| What you have to do |
For the data below, restate word for word only the lines from the line containing "At first I thought" through the line containing "Additionally, I streamlined", both ends included.

| Material for the task |
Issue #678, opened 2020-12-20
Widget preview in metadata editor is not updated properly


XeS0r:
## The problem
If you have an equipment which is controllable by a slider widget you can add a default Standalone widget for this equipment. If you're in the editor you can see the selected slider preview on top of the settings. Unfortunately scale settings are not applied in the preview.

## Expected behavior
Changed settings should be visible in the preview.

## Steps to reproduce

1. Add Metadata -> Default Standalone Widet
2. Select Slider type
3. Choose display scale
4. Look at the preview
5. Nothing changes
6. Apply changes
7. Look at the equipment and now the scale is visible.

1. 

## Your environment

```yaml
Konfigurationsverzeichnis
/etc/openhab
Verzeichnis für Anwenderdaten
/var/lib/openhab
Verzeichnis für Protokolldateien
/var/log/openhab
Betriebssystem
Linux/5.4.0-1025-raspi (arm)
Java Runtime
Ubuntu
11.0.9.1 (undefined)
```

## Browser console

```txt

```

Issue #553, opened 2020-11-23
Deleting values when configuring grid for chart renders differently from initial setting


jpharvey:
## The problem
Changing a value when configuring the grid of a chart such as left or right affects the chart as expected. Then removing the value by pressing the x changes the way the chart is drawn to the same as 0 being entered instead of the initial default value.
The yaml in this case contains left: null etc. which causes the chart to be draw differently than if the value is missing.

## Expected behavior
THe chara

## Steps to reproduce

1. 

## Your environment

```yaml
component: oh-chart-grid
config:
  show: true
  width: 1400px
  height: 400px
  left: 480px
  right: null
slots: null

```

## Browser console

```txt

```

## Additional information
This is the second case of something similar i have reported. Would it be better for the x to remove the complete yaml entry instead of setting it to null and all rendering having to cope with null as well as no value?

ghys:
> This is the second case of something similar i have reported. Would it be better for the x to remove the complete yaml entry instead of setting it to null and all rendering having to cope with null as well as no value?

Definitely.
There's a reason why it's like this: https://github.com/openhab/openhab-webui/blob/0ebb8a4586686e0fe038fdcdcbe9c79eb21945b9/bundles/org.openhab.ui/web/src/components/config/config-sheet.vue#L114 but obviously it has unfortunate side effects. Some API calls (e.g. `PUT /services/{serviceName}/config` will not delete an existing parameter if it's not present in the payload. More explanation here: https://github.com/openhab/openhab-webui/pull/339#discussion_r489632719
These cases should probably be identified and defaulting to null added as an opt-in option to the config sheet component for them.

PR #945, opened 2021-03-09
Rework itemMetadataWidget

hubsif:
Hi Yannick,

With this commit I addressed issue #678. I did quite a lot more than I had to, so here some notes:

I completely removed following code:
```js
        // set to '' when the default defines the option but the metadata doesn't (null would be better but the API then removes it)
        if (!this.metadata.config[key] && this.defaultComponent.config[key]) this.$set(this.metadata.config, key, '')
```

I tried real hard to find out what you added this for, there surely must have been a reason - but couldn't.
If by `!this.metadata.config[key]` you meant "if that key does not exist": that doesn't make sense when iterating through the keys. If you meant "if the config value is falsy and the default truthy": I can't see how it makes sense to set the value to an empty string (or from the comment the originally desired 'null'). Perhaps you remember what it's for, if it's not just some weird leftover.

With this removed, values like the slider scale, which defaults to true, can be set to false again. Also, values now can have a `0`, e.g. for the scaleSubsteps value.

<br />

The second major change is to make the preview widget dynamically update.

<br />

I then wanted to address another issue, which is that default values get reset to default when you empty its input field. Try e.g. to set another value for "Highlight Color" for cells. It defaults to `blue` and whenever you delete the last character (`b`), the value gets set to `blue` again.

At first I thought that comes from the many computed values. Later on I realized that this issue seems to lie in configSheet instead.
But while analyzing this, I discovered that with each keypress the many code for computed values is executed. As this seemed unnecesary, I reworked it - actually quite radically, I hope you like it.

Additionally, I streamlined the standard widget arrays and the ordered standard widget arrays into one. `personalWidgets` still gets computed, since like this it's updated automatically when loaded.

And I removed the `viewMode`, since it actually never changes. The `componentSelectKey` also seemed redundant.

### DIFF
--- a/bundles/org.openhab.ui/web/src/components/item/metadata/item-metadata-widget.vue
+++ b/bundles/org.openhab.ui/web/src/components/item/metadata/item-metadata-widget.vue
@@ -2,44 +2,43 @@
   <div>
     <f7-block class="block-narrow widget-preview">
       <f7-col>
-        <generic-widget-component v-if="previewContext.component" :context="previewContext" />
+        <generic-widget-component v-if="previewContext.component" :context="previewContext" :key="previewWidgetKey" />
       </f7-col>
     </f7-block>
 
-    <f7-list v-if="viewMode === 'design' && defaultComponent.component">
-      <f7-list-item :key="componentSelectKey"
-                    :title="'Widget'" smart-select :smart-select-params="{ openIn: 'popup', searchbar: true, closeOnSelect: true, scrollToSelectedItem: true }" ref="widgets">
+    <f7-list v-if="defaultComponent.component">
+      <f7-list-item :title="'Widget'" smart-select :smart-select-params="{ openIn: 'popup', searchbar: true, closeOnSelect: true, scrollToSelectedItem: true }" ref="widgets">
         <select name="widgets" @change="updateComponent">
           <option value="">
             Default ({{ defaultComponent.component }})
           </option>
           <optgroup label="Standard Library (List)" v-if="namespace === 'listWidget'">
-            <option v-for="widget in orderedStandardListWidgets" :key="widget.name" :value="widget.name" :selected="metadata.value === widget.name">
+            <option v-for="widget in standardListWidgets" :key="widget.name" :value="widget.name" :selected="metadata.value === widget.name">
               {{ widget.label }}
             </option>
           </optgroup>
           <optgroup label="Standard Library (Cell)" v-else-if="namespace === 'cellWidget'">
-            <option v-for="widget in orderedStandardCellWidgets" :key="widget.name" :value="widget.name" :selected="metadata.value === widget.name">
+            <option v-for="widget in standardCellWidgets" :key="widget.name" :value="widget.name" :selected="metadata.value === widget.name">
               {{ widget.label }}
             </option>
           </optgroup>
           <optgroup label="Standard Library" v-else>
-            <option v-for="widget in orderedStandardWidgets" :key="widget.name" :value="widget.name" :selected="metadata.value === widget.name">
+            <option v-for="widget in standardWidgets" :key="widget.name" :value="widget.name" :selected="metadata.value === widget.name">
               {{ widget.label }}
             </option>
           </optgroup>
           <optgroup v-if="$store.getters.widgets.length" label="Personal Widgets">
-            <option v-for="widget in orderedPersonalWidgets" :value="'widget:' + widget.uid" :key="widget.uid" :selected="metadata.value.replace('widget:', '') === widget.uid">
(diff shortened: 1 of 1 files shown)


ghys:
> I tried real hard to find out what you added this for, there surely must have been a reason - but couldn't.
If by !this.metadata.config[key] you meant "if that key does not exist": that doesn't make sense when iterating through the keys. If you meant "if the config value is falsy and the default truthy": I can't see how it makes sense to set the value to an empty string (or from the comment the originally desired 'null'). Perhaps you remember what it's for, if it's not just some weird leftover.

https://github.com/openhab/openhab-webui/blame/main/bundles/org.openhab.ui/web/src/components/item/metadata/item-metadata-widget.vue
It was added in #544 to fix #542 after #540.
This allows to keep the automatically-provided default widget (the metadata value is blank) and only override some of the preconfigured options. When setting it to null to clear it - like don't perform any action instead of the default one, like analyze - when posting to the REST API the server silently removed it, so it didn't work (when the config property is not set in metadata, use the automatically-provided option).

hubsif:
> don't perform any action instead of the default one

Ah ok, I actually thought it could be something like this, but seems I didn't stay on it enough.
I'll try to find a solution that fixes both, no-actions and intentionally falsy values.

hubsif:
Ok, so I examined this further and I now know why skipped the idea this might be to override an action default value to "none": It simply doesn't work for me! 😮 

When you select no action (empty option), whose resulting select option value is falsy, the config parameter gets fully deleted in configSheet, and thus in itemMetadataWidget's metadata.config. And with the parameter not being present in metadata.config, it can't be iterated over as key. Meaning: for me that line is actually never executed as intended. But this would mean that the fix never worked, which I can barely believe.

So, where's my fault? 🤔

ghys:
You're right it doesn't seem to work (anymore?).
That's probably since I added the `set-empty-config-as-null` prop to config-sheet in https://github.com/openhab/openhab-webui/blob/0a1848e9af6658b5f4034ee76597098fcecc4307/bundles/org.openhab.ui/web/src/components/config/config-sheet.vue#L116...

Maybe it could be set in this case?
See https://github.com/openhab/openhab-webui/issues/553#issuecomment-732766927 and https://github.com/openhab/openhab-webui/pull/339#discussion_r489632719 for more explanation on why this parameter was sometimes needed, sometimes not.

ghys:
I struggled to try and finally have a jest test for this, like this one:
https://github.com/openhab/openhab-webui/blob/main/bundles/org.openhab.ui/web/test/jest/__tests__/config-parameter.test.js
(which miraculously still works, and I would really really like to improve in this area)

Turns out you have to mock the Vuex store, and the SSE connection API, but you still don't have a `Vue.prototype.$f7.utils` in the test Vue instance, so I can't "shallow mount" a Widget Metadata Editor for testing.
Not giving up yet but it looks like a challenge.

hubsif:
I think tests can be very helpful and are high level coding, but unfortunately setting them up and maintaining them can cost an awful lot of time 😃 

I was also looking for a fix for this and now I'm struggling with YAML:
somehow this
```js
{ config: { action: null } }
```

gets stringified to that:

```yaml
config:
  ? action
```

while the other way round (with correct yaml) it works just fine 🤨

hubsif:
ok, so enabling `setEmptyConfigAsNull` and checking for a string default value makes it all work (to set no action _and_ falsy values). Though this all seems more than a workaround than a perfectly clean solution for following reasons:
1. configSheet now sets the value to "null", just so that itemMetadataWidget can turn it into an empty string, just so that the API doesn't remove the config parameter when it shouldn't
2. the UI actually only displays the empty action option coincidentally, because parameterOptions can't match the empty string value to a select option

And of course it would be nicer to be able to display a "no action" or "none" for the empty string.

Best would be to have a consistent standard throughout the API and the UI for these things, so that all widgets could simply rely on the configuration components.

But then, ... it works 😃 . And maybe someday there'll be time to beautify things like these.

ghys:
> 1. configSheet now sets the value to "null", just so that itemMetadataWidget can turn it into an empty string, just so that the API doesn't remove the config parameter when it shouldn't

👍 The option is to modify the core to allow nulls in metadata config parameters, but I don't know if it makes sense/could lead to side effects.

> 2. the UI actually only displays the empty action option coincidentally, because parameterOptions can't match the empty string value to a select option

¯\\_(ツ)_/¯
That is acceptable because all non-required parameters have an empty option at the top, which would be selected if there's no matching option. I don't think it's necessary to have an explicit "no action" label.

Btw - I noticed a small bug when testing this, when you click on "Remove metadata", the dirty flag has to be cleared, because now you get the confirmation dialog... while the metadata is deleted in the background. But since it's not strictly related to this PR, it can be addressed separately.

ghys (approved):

...

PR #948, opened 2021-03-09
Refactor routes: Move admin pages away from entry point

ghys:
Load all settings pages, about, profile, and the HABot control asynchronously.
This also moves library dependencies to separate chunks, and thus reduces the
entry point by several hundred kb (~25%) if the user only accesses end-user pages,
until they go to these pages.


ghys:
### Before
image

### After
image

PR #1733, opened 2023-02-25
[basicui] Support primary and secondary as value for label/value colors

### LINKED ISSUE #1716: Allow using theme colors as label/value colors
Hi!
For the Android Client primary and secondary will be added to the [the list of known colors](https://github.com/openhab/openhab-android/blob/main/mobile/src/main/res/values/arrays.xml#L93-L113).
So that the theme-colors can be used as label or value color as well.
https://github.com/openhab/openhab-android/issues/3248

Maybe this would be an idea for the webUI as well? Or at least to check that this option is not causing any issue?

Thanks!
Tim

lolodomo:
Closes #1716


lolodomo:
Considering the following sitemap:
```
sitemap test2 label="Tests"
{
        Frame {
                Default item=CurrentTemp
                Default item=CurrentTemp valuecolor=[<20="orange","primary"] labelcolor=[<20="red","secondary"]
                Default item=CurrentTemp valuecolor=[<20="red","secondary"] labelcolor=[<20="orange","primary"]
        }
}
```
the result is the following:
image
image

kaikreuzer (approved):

| Response area |
At first I thought that comes from the many computed values. Later on I realized that this issue seems to lie in configSheet instead.
But while analyzing this, I discovered that with each keypress the many code for computed values is executed. As this seemed unnecesary, I reworked it - actually quite radically, I hope you like it.

Additionally, I streamlined the standard widget arrays and the ordered standard widget arrays into one. `personalWidgets` still gets computed, since like this it's updated automatically when loaded.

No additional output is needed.